[Stored items]
· · · · ·

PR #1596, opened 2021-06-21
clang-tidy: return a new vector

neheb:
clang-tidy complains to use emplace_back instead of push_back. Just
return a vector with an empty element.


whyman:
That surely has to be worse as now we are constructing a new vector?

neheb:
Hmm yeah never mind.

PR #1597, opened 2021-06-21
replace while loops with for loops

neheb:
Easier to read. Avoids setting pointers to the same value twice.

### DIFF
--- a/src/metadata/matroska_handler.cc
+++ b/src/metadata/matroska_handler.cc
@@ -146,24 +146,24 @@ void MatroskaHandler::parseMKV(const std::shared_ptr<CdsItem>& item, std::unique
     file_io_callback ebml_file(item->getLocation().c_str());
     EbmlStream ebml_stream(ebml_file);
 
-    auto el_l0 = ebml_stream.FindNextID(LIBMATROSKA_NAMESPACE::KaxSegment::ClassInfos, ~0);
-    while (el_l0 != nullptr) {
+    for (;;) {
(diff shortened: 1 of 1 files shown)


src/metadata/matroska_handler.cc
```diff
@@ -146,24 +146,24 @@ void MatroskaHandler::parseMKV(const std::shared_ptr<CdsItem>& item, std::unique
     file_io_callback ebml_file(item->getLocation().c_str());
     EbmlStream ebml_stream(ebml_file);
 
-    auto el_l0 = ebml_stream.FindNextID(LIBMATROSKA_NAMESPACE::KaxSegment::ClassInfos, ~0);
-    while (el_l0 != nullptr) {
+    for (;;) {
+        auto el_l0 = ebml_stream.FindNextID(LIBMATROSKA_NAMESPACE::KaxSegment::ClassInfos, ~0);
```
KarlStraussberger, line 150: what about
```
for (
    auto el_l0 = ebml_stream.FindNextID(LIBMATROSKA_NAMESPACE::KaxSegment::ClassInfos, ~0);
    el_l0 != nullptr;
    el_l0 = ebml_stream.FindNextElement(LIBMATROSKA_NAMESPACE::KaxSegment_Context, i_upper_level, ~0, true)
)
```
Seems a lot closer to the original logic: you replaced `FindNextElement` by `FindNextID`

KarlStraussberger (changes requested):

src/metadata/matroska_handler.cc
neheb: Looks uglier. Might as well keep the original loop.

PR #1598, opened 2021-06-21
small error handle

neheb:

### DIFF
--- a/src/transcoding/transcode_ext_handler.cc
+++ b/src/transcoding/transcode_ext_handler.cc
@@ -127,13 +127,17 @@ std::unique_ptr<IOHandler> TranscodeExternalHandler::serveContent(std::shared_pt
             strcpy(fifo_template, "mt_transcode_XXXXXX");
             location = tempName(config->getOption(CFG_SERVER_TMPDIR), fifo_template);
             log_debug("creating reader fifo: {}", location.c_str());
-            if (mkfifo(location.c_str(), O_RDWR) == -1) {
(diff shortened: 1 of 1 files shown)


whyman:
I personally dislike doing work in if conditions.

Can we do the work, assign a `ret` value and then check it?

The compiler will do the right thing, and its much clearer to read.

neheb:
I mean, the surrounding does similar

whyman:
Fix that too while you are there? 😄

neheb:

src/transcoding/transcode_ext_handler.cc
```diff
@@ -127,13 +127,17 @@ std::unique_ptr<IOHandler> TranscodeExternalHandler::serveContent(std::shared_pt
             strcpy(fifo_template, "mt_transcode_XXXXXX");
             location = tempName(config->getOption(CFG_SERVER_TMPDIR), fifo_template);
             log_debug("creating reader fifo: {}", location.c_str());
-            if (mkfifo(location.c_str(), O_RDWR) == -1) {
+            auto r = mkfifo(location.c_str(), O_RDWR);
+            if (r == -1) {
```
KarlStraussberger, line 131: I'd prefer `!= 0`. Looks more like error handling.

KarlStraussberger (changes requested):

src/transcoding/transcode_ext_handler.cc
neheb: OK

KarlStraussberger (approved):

· · · · ·

#### [WHAT YOU ARE ASKED TO DO]
Search term "transcoding": return each line of the data that contains it.

#### [EXERCISE SOLUTION]
--- a/src/transcoding/transcode_ext_handler.cc
+++ b/src/transcoding/transcode_ext_handler.cc
src/transcoding/transcode_ext_handler.cc
src/transcoding/transcode_ext_handler.cc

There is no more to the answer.